For many, a cancer diagnosis is attributed to lifestyle, environment, or plain misfortune. Rarely do people pause to consider that the root cause might be written in their family's genetic code. Contrary to popular belief, cancer itself is not passed from parent to child. However, specific genetic changes that significantly elevate cancer risk can be inherited through egg or sperm cells.
The Hidden 10%: Understanding Hereditary Cancer Risk
According to the US National Cancer Institute, up to 10% of all cancer cases may be driven by these inherited genetic changes. "Inheriting a cancer-related genetic change doesn’t mean you will definitely get cancer. It means that your risk of getting cancer is increased," the institute clarifies. Despite this substantial figure, awareness remains low due to difficult family health conversations, the misconception that a healthy lifestyle guarantees immunity, and limited understanding of genetic testing.

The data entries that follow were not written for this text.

PR #882, opened 2020-05-30
Using STAN_THREADS, STAN_MPI and STAN_OPENCL without rebuilding

rok-cesnovar:
#### Submisison Checklist

#### Summary:

This PR makes switching on STAN_THREADS, STAN_MPI and STAN_OPENCL much easier.
What it does is changes the dependencies that need to be built for the model exe.

Currently that is:
`main.o` and `model_header.hpp.gch` for everything

Now the the dependency would be:
`main$(STAN_FLAGS).o` and `model_header$(STAN_FLAGS).hpp.gch`

Where `$(STAN_FLAGS)` is built as follows:
```
ifdef STAN_THREADS
STAN_FLAG_THREADS=_threads
endif
ifdef STAN_MPI
STAN_FLAG_MPI=_mpi
endif
ifdef STAN_OPENCL
STAN_FLAG_OPENCL=_opencl
endif

STAN_FLAGS=$(STAN_FLAG_THREADS)$(STAN_FLAG_MPI)$(STAN_FLAG_OPENCL)
```

Without the STAN_THREADS, STAN_MPI or STAN_OPENCL the dependencies are still `main.o` and `model_header.hpp.gch`. 
With STAN_THREADS the dependencies are  `main_threads.o` and `model_header_threads.hpp.gch`.
With MPI its `main_mpi.o` and `model_header_mpi.hpp.gch`. 
With thread and mpi its `main_threads_mpi.o` and `model_header_threads_mpi.hpp.gch`.
With STAN_OPENCL its `main_opencl.o` and `model_header_opencl.hpp.gch`.

The drawback: extra used space, especially the .hpp.gch files. With clang++ each .hpp.gch file is an extra ~200MB, with g++ its more 500-700MB. 

But, for those that dont use flags, nothing changes. And if you dont really use all combinations its not a big deal.

`make clean-all`
`make build -j4`

`time make examples/bernoulli/bernoulli`

Should be fast, the default main.o and precompiled header should have been build by `make build`
```
real    0m7,968s
user    0m7,586s
sys     0m0,349s
```

`touch examples/bernoulli/bernoulli.stan`
`time make STAN_THREADS=true examples/bernoulli/bernoulli`

Will be slower as `main_threads.o` and `model_header_threads.hpp.gch` need to be built.

real    0m43,892s
user    0m42,704s
sys     0m0,923s

`touch examples/bernoulli/bernoulli.stan`
`time make examples/bernoulli/bernoulli`

Should still be fast, nothing changed, main.o and precompiled header should still be there.

real    0m6,211s
user    0m5,988s
sys     0m0,191s

`touch examples/bernoulli/bernoulli.stan`
`time make STAN_THREADS=true examples/bernoulli/bernoulli`

Should be fast, nothing changed, main_threads.o and precompiled header for threads should still be there.

real    0m6,514s
user    0m6,237s
sys     0m0,238s

It also works with STAN_OPENCL and STAN_MPI and any mix of them.

#### Copyright and Licensing

Please list the copyright holder for the work you are submitting (this will be you or your assignee, such as a university or company): Rok Češnovar, Univ. of Ljubljana

### DIFF
--- a/makefile
+++ b/makefile
@@ -25,6 +25,18 @@ RAPIDJSON ?= lib/rapidjson_1.1.0/
 INC_FIRST ?= -I src -I $(STAN)src -I $(RAPIDJSON)
 USER_HEADER ?= $(dir $<)user_header.hpp
 
+ifdef STAN_THREADS
+STAN_FLAG_THREADS=_threads
+endif
+ifdef STAN_MPI
+STAN_FLAG_MPI=_mpi
+endif
+ifdef STAN_OPENCL
+STAN_FLAG_OPENCL=_opencl
+endif
+
+STAN_FLAGS=$(STAN_FLAG_THREADS)$(STAN_FLAG_MPI)$(STAN_FLAG_OPENCL)
+
 ifeq ($(OS),Windows_NT)
 PRECOMPILED_HEADERS ?= false
 else
@@ -217,8 +229,8 @@ clean-manual:
 
 clean-all: clean clean-deps clean-libraries clean-manual
 	$(RM) bin/stanc$(EXE) bin/stanc2$(EXE) bin/stansummary$(EXE) bin/print$(EXE) bin/diagnose$(EXE)
-	$(RM) -r $(CMDSTAN_MAIN_O) bin/cmdstan
-	$(RM) $(wildcard $(STAN)src/stan/model/model_header.hpp.gch)
+	$(RM) -r src/cmdstan/main.*.o bin/cmdstan
+	$(RM) $(wildcard $(STAN)src/stan/model/model_header.*.hpp.gch)
 	$(RM) examples/bernoulli/bernoulli$(EXE) examples/bernoulli/bernoulli.o examples/bernoulli/bernoulli.d examples/bernoulli/bernoulli.hpp
 
 clean-program:
--- a/makefile
+++ b/makefile
@@ -229,8 +229,8 @@ clean-manual:
 
 clean-all: clean clean-deps clean-libraries clean-manual
 	$(RM) bin/stanc$(EXE) bin/stanc2$(EXE) bin/stansummary$(EXE) bin/print$(EXE) bin/diagnose$(EXE)
-	$(RM) -r src/cmdstan/main.*.o bin/cmdstan
-	$(RM) $(wildcard $(STAN)src/stan/model/model_header.*.hpp.gch)
+	$(RM) -r src/cmdstan/main*.o bin/cmdstan
+	$(RM) $(wildcard $(STAN)src/stan/model/model_header*.hpp.gch)
 	$(RM) examples/bernoulli/bernoulli$(EXE) examples/bernoulli/bernoulli.o examples/bernoulli/bernoulli.d examples/bernoulli/bernoulli.hpp
 
 clean-program:
--- a/makefile
+++ b/makefile
@@ -44,7 +44,7 @@ PRECOMPILED_HEADERS ?= true
 endif
 
 ifeq ($(PRECOMPILED_HEADERS),true)
-PRECOMPILED_MODEL_HEADER=$(STAN)src/stan/model/model_header.hpp.gch
+PRECOMPILED_MODEL_HEADER=$(STAN)src/stan/model/model_header$(STAN_FLAGS).hpp.gch
 ifeq ($(CXX_TYPE),gcc)
 CXXFLAGS_PROGRAM+= -Wno-ignored-attributes
 endif
--- a/.gitignore
+++ b/.gitignore
@@ -11,7 +11,7 @@
 /test/
 
 # main intermediate
-src/cmdstan/main.o
+src/cmdstan/main*.o
 
 # test models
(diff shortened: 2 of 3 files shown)


rok-cesnovar:
This is ready for review. If this is merged, we can close https://github.com/stan-dev/cmdstan/pull/862

mitzimorris:
this is an elegant solution!
we need to figure out where to document the discussion of build times.

rok-cesnovar:
> we need to figure out where to document the discussion of build times.

Not sure what exactly you mean by that. Printed message during compilation or something in the cmdstan manual?. Happy to add more info.

> So if a Stan model includes reduce_sum

I like that idea, though that requires stanc3 passing on some meta info of the model to cmdstan. I have been thinking about that and there are other use cases for that as well, so might be worth a try. For instance a list of data variables, parameters, etc. 

A simple check for inconsistent builds should be added if we will add the threads_per_chaing argument to cmdnstan. But that is a discussion for a separate issue.

mitzimorris:
> Not sure what exactly you mean by that. Printed message during compilation or something in the cmdstan manual?. Happy to add more info.

yes, something in the CmdStan manual (which really needs to be re-worked and put into Rmd - on my to-do list)

referring to discussion in the PR section about calls to make with different combinations of flags - 

> ```
> touch examples/bernoulli/bernoulli.stan
> time make STAN_THREADS=true examples/bernoulli/bernoulli
> ```
>
> Will be slower as main_threads.o and model_header_threads.hpp.gch need to be built.

This could be avoided by making the `build` task build all versions of `main.o` and `model_header.o`

> if a Stan model includes reduce_sum

a quick and dirty approach is to grep the model.hpp looking exactly for string "` reduce_sum(`"  (is that what the call looks like in the generated c++ code?)

rok-cesnovar:
> This could be avoided by making the `build` task build all versions of `main.o` and `model_header.o`

Sure, but I would not want to build too many combinations. I am fine building main.o, main_threads.o and both precompiled headers. Will add that.

mitzimorris:
regarding discussion of does model use `reduce_sum` above, could you please elaborate on: 

> I have been thinking about that and there are other use cases for that as well, so might be worth a try. For instance a list of data variables, parameters, etc.

is this something for the makefile, or something CmdStan should be able to do?  The Stan program exe has methods `get_param_names` `get_constrained_sized_types` (new in stanc3?  how is it used? - stanc2 just had `get_dims`, IIRC)

there's been ongoing discussion around the idea of it would be nice to be able to have an intermediate step between the model compilation step and the estimation step which is just to instantiate the model with the data, in order to validate the inputs.  the problem for CmdStan is that this needs to be done all over again for estimation.

is this the kind of functionality that you're thinking about?

rok-cesnovar:
> I am fine building main.o, main_threads.o and both precompiled headers. Will add that.

On second thought, that is going to be complicated. 
Setting threads and compiling main.o and then unsetting the variable back seems too risky for my blood and not the "makefile" way I guess.

And what if someone calls make build and they have STAN_THREADS in their make/local. With what is currently in this PR, that will build main_threads and precompiled header for threads. And that is fine. But then we have to add logic that would unset the STAN_THREADS variable and also build main.o etc. That all sounds error-prone.

A nice message in the sense of

"First use of Stan makefile flag(s): 'STAN_THREADS' with this installation. Building precompiled headers and object files. This might take a minute."

might suffice and keep us away from the makefile wizardry.

rok-cesnovar:
> (new in stanc3? how is it used? -

Not used anywhere, but could be used for that yes. We can add an additional function that returns other metadata (uses_reduce_sum, uses_map_rect, etc).

mitzimorris:
I think we should keep this PR as simple as possible - yes to adding compiler message when main and header files get compiled; forget about doing more than necessary in `build` task. 
as long as `clean` and `clean-all` tasks get rid of the .o files, all is good.

discussion of how to provide information about compiled model via CmdStan is something we should think about for CmdStan3 et al.  Note that the model only provides functions that reports on output variables - parameters, transformed parameters, generated quantities - not data (input) variables - consider adding these as well?

wds15:
Yeah...we can definitely do more prs which add. This is great as is.

rok-cesnovar:
Added:
`--- Compiling the main object file. This might take up to a minute. ---`
when compiling main*.o
and expanded the pre-compiled header one to:
`--- Compiling pre-compiled header. This might take a few seconds. ---`

makefile
```diff
@@ -25,14 +25,26 @@ RAPIDJSON ?= lib/rapidjson_1.1.0/
...
+STAN_FLAG_THREADS=_threads
+endif
+ifdef STAN_MPI
+STAN_FLAG_MPI=_mpi
+endif
+ifdef STAN_OPENCL
+STAN_FLAG_OPENCL=_opencl
+endif
+
+STAN_FLAGS=$(STAN_FLAG_THREADS)$(STAN_FLAG_MPI)$(STAN_FLAG_OPENCL)
```
mitzimorris, line 38: really nice!

Issue #1193, opened 2015-07-27
Should we allow subjects to be deleted via the API


camallen:
Seems any collaborator / project owner can delete subjects via the API. Since subjects can be re-used across the zooniverse should we still allow this?

mkosmala:
Yes, especially for testing. To get my projects up and running, I create the project and then add three images to each workflow. I don't care about these images; they're just for testing. When I'm ready to do a beta or launch, I delete these dummy images via the API and load my real images in.

mkosmala:
(But can be tricky, as you note. So I would vote for a solution that makes deleting subjects relatively easy -- but perhaps subject to some constraints.)

brian-c:
Yes, but not if they've been classified in a live project?

Maybe that check could happen automatically when they're removed from a subject set. I don't think the user should have to know the difference between deleting a resource and deleting the only link to it.

camallen:
So a classification in any project could be a proxy to being commented in talk / collected. Can anyone think of a way to comment / collect a subject without classifying it somehow first?

So removal from a subject set just removes the link between `subject_set` and `subject`, it doesn't actually delete any subject (these just get orphaned from the site now for reference in any collections / talk, etc). 

This functionality is really why i wanted to start this discussion as we don't provide an interface to delete subjects except via the API which may cause problems if more advanced users decide to issue `DELETE /subjects/id` without understanding the consequences. @mkosmala did you actually delete the subject resources via the delete described above or just the `subject_set`?

mkosmala:
I can't think of a way to comment or collect a subject via the front-end without first classifying it. 

And, all my "deletes" were through the front-end. I've both clicked the little trash can icon to delete images one at a time and deleted entire subject sets full of subjects. I haven't looked to see what this did on the back-end -- if I understand you, @camallen, I really just removed links between the subjects and subject_sets when I did these things. 

I have not issued any ```DELETE```s via the back-end. (Seems a bit scary to do that... I would probably consult with you guys to see what the consequences would be if I were to try it that way.)

But a follow-up question: if my subjects are just getting orphaned when I trash-can them (or delete entire subject sets) and they aren't really being deleted, do they still count toward my subject quota?

camallen:
> I have not issued any DELETEs via the back-end. (Seems a bit scary to do that... I would probably consult with you guys to see what the consequences would be if I were to try it that way.)

Yep - that's why i'm wondering if we should allow this end point at all.

[...]

PR #1337, opened 2015-09-07
Count subjects directly, not individual set members

### LINKED ISSUE #1162: Why is SubjectWorkflowCount associated with a SetMemberSubject?
```
         ┌──────────────────┐      ┌───────────────┐       ┌──────────────────┐   
     ┌──▶│SetMemberSubject 1│◀─────│    Subject    │──────▶│SetMemberSubject 2│◀─┐
     │   └──────────────────┘      └───────────────┘       └──────────────────┘  │
     │             │                                                 │           │
     │             ▼                                                 ▼           │
     │   ┌──────────────────┐                              ┌──────────────────┐  │
     │   │   SubjectSet 1   │                              │   SubjectSet 2   │  │
     │   └──────────────────┘                              └──────────────────┘  │
     │             ▲                                                 ▲           │
     │             └───────────────────────┬─────────────────────────┘           │
     │                                     │                                     │
     │  ┌──────────────────────┐   ┌───────────────┐   ┌──────────────────────┐  │
     └──│ SubjectWorkflowCount │──▶│   Workflow    │◀──│ SubjectWorkflowCount │──┘
        └──────────────────────┘   └───────────────┘   └──────────────────────┘   
```

I did some digging, and it seems like:

* A subject can theoretically be in two sets, both of which are assigned to the same workflow. I couldn't find an actual usage of this.
* If this is the case, it would get selected for queueing with a double chance, since the query for that doesn't do a `SELECT DISTINCT`.
* We always increment the counter for all SMSes for a given subject+workflow, irrespective of which subject_set it was selected from to put in the queue (I don't think we even keep track of this).
* Therefore, counts are usually in sync. If you add a set to a live workflow, and introduce duplication between subjects that way, then they might be out of sync.
* When any of the counters goes over the threshold, we retire the all SetMemberSubjects for that workflow (not per set)

Proposal:

```
┌──────────────────┐      ┌───────────────┐       ┌──────────────────┐
│SetMemberSubject 1│◀─────│    Subject    │──────▶│SetMemberSubject 2│
└──────────────────┘      └───────────────┘       └──────────────────┘
          │                       ▲                         │         
          ▼                       │                         ▼         
┌──────────────────┐  ┌──────────────────────┐    ┌──────────────────┐
│   SubjectSet 1   │  │ SubjectWorkflowCount │    │   SubjectSet 2   │
└──────────────────┘  └──────────────────────┘    └──────────────────┘
          ▲                       │                         ▲         
          │                       ▼                         │         
          │               ┌───────────────┐                 │         
          └───────────────│   Workflow    │─────────────────┘         
                          └───────────────┘                           
```

* Classifications deal with subjects. Why should the counter for (basically) number of classifications deal with SMSes?
* This would eliminate a whole bunch of join statements.
* There is something which grouped workflows that I haven't looked into how that ties in with this. I think that just means we want subjects out of all the sets in the queue. Which would be really strange to use when you have overlap between sets.

I'm happy to pick this discussion up in a week and a half, this ticket is mostly so I don't forget about it.

(Note to future self: [chat link](https://zooniverse.slack.com/archives/D06EY3EE9/p1437475092000023))

marten:
This isn't actually a difference in counting styles, because we used to increment counters and mark retirement on all SMSes for a subject-workflow pair. This just removes that so that we just have a single SWC for each pair.

Fixes #1162

### DIFF
--- a/app/controllers/api/v1/subject_sets_controller.rb
+++ b/app/controllers/api/v1/subject_sets_controller.rb
@@ -86,7 +86,6 @@ class Api::V1::SubjectSetsController < Api::ApiController
   private
 
   def remove_linked_set_member_subjects(resource, set_member_subjects)
-    SubjectWorkflowCount.where(set_member_subject: set_member_subjects).delete_all
     QueueRemovalWorker.perform_async(set_member_subjects.pluck(:id), resource.workflows.pluck(:id))
     CountResetWorker.perform_async(resource.id)
     set_member_subjects.delete_all
--- a/app/models/set_member_subject.rb
+++ b/app/models/set_member_subject.rb
@@ -42,9 +42,17 @@ class SetMemberSubject < ActiveRecord::Base
   end
 
   def self.non_retired_for_workflow(workflow)
-    by_workflow(workflow)
-    .joins("LEFT OUTER JOIN subject_workflow_counts ON subject_workflow_counts.subject_id = set_member_subjects.subject_id")
-    .where('subject_workflow_counts.id IS NULL OR subject_workflow_counts.retired_at IS NULL')
+    if SubjectWorkflowCount::BACKWARDS_COMPAT
+      by_workflow(workflow)
+        .joins("LEFT OUTER JOIN subject_workflow_counts swc1 ON swc1.set_member_subject_id = set_member_subjects.id")
+        .joins("LEFT OUTER JOIN subject_workflow_counts swc2 ON swc2.subject_id = set_member_subjects.subject_id")
+        .where('swc1.id IS NULL OR swc1.retired_at IS NULL')
+        .where('swc2.id IS NULL OR swc2.retired_at IS NULL')
+    else
+      by_workflow(workflow)
+      .joins("LEFT OUTER JOIN subject_workflow_counts ON subject_workflow_counts.subject_id = set_member_subjects.subject_id")
+      .where('subject_workflow_counts.id IS NULL OR subject_workflow_counts.retired_at IS NULL')
+    end
   end
 
   def self.unseen_for_user_by_workflow(user, workflow)
--- a/app/models/set_member_subject.rb
+++ b/app/models/set_member_subject.rb
@@ -65,6 +65,15 @@ class SetMemberSubject < ActiveRecord::Base
     retired_workflows.pluck(:id)
   end
 
+  def retired_workflows
+    if SubjectWorkflowCount::BACKWARDS_COMPAT
+      workflow_ids = SubjectWorkflowCount.retired.by_subject(subject_id).pluck(:workflow_id)
+      Workflow.where(id: workflow_ids)
+    else
+      super
+    end
+  end
+
   def retired_workflows=(workflows_to_retire)
     workflows_to_retire.each do |workflow|
       workflow.retire_subject(subject)
--- a/app/models/set_member_subject.rb
+++ b/app/models/set_member_subject.rb
@@ -4,9 +4,10 @@ class SetMemberSubject < ActiveRecord::Base
 
   belongs_to :subject_set, counter_cache: true, touch: true
   belongs_to :subject
-  has_many :subject_workflow_counts, dependent: :destroy
   has_many :workflows, through: :subject_set
-  has_many :retired_subject_workflow_counts, -> { retired }, class_name: 'SubjectWorkflowCount'
+
+  has_many :subject_workflow_counts, through: :subject
+  has_many :retired_subject_workflow_counts, -> { retired }, through: :subject, class_name: 'SubjectWorkflowCount', source: 'subject_workflow_counts'
   has_many :retired_workflows, through: :retired_subject_workflow_counts, source: :workflow
 
   validates_presence_of :subject_set, :subject
@@ -42,7 +43,7 @@ class SetMemberSubject < ActiveRecord::Base
 
   def self.non_retired_for_workflow(workflow)
     by_workflow(workflow)
-    .joins("LEFT OUTER JOIN subject_workflow_counts ON subject_workflow_counts.set_member_subject_id = set_member_subjects.id")
+    .joins("LEFT OUTER JOIN subject_workflow_counts ON subject_workflow_counts.subject_id = set_member_subjects.subject_id")
     .where('subject_workflow_counts.id IS NULL OR subject_workflow_counts.retired_at IS NULL')
   end
 
@@ -53,7 +54,7 @@ class SetMemberSubject < ActiveRecord::Base
   end
 
   def retire_workflow(workflow)
-    count = subject_workflow_counts.find_or_create_by!(workflow_id: workflow.id)
+    count = SubjectWorkflowCount.find_or_create_by!(workflow_id: workflow.id, subject_id: subject_id)
     count.retire!
   end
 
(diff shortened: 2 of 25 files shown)


app/models/set_member_subject.rb
```diff
@@ -53,7 +54,7 @@ def self.unseen_for_user_by_workflow(user, workflow)
   end
 
   def retire_workflow(workflow)
-    count = subject_workflow_counts.find_or_create_by!(workflow_id: workflow.id)
+    count = SubjectWorkflowCount.find_or_create_by!(workflow_id: workflow.id, subject_id: subject_id)
     count.retire!
```
camallen: Should we kick off the dequeue for retired subjects here similar to what i've proposed in #1339?

db/migrate/20150827124834_alter_subject_workflow_counts_add_subject_id.rb
```diff
@@ -0,0 +1,33 @@
+class AlterSubjectWorkflowCountsAddSubjectId < ActiveRecord::Migration
+  def up
+    add_column :subject_workflow_counts, :subject_id, :integer, index: true
```
camallen: not null?

db/migrate/20150827124834_alter_subject_workflow_counts_add_subject_id.rb
```diff
@@ -0,0 +1,33 @@
...
+    add_foreign_key :subject_workflow_counts, :subjects
+
+    # Create new aggregated (per subject) SWC records
+    execute <<-END
+      INSERT INTO subject_workflow_counts (subject_id, workflow_id, classifications_count, created_at, updated_at, retired_at)
+      SELECT sms.subject_id,
+             workflow_id,
+             SUM(classifications_count) AS classifications_count,
```
camallen: Do we want to run a sum here? I thought we updated each sms for a subject / workflow combo so in theory they should have the same classification count.

db/migrate/20150827124834_alter_subject_workflow_counts_add_subject_id.rb
```diff
@@ -0,0 +1,33 @@
...
+      ORDER BY classifications_count DESC
+    END
+
+    # Remove old SWCs
+    execute <<-END
+      DELETE FROM subject_workflow_counts WHERE subject_id IS NULL AND set_member_subject_id IS NOT NULL;
+    END
+
+    add_index :subject_workflow_counts, [:subject_id, :workflow_id], unique: true
+    change_column_null :subject_workflow_counts, :subject_id, false
```
camallen: ah - good one

app/controllers/api/v1/subject_sets_controller.rb
```diff
@@ -86,7 +86,6 @@ def destroy_relation(resource, relation, value)
   private
 
   def remove_linked_set_member_subjects(resource, set_member_subjects)
-    SubjectWorkflowCount.where(set_member_subject: set_member_subjects).delete_all
```
camallen: are we keeping these around for reference?

camallen:
Looks good - i'm wondering about the best way to get this deployed with the migration timing. Maybe extract the migration code to a rake task and have both counters being updated for the meantime.

marten:
Ill double check, but I recall trying that statement on a local copy of
production (wondering how slow it would be) and it only taking a few
seconds, which is why I didn't rake it.

app/controllers/api/v1/subject_sets_controller.rb
marten: Could but then we can't set subject_id  to not null

camallen:
if it's super quick then great.

app/controllers/api/v1/subject_sets_controller.rb
camallen: So looks like you've removed the cleanup for linked SWCounts and are thus keeping them around. Is this correct or are they getting removed another way?

db/migrate/20150827124834_alter_subject_workflow_counts_add_subject_id.rb
marten: You're right. Brainfart on my end. I'll swap it for a MAX().

app/controllers/api/v1/subject_sets_controller.rb
marten: I guess we should clean them up if/when a subject or workflow is destroyed (does that ever happen?). Is a `ON DELETE CASCASE` on the foreign key relation in pg good enough for you?

camallen: workflows yes - subjects sort of(https://github.com/zooniverse/Panoptes/issues/1193), no need for pg cascades we can just hook into the API lifecycle events like this method used to. If we go in and hack on the console and break things then that's our fault.

camallen: also if there is a reason to keep them around (like tracking retirement) then maybe we should.

marten:
Just ran it again, takes 21 seconds to migrate.

camallen:
that sounds fine if we do it during a low time.

camallen:
@marten it'd be nice to get this into production. did you want to rebase and fixup the sum counters?

marten:
Sure. I was waiting for things to stabilise a bit, but I guess that's now.

app/controllers/api/v1/subject_sets_controller.rb
marten: What's the reason for not liking a pg cascade? Too magical or is there a performance reason I'm unaware of? I don't think there's any need to keep a counter for a subject/workflow that no longer exists. We should generally either do soft-deletions or just remove everything associated (imho).

camallen: no performance consideration. principle of least surprise and the functionality being visible in code.

app/models/set_member_subject.rb
marten: I'm opting not to touch queuing in this PR given how many fires we've been fighting around it, let me know if you think we should create an issue and follow up in another PR.

camallen: yeah - put an issue in so we can have a look at it.

app/controllers/api/v1/subject_sets_controller.rb
marten: I just put in a `dependent: :destroy` on the has_many relations, and set the foreign keys to restrict so we can't accidentally make a mess on the console. Probably the best of both explicitness and referential integrity.

app/models/set_member_subject.rb
marten: Actually, this method is only used in a spec file. Getting rid of it.

camallen:
LGTM - will need a rebase and we should schedule this in a down period (early UK time perhaps?)

camallen:
@marten are you still going to modify this to be backwards compatible and extract the migration to a runnable rake task? If so we will hold off on this.

marten:
I started on it yeah. Halfway through I think

marten:
@camallen okay, this is now compatible regardless of whether the data has been converted yet.

1. Deploy this code
2. Run rake task (locks the swc table for about a minute, so run outside peak hours)
3. Make branch that removes BACKWARDS_COMPAT by assuming it's set to false instead of true
4. Deploy that.

I will prepare step 3 now.

marten:
Cleanup commit after rake has been run: https://github.com/marten/Panoptes/commit/7cb16cbb4478682bda8859f2e487d2015e6db132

Dr. Vivek Sukumar, a GI and Hepatobiliary Pancreatic Surgeon at SSO Cancer Hospital, emphasises the need for clearer dialogue. He notes that while lifestyle and environment cause most cancers, 5 to 10 percent stem from inherited mutations. "Any patient who has a family history of cancer should undergo germline testing," he advises. Recognising this genetic risk allows for proactive measures long before cancer might develop.
Key Cancers with Hereditary Links and Early Action Plans
Dr. Sukumar identifies several cancers commonly associated with inherited mutations, which often appear earlier in life or affect multiple relatives.
Breast and Ovarian Cancer
Mutations in the BRCA1 and BRCA2 genes are famously linked to hereditary breast cancer. "Women with these mutations have a lifetime risk soaring to 60–80 percent, compared to about 12 percent in the general population," states Dr. Sukumar. For high-risk women, screening shouldn't wait until middle age. He recommends surveillance starting in the mid-20s, beginning with MRIs and adding mammograms later, alongside regular self-exams. Other genes like TP53, PTEN, and PALB2 also elevate risk.
For ovarian cancer, linked to BRCA mutations and Lynch syndrome, early detection is challenging. High-risk women may need monitoring from their late 20s or early 30s via pelvic exams, imaging, and blood tests. Oral contraceptives can lower risk, and preventive surgery is sometimes considered after childbearing.
Colorectal and Prostate Cancer
In colorectal cancer, Lynch syndrome and Familial Adenomatous Polyposis (FAP) are major hereditary culprits. These can trigger cancer in teens or early adulthood. High-risk individuals require earlier and more frequent colonoscopies to find and remove precancerous polyps. Diet and exercise remain crucial.
Inherited prostate cancer is under-discussed, yet certain gene mutations can double or triple a man's risk, especially with a family history of early diagnosis. Screening for high-risk men may start as early as age 40. Maintaining a healthy weight and a diet rich in fruits and vegetables is beneficial.
Melanoma (Skin Cancer)
Melanoma can also run in families, often involving mutations like CDKN2A. Dr. Sukumar stresses the importance of regular full-body skin checks, strict sun protection, and vigilance about changes in moles.
Knowledge is Power: Proactive Steps Forward
"Inherited cancer doesn’t mean cancer is inevitable. It means the body is sending a warning earlier than usual," concludes Dr. Sukumar. The key is to heed that warning. Understanding one's family history, considering genetic counselling and testing if indicated, and adhering to tailored, early surveillance plans can dramatically shift outcomes. This proactive approach empowers individuals to take control of their health, turning genetic risk into an opportunity for prevention and early intervention.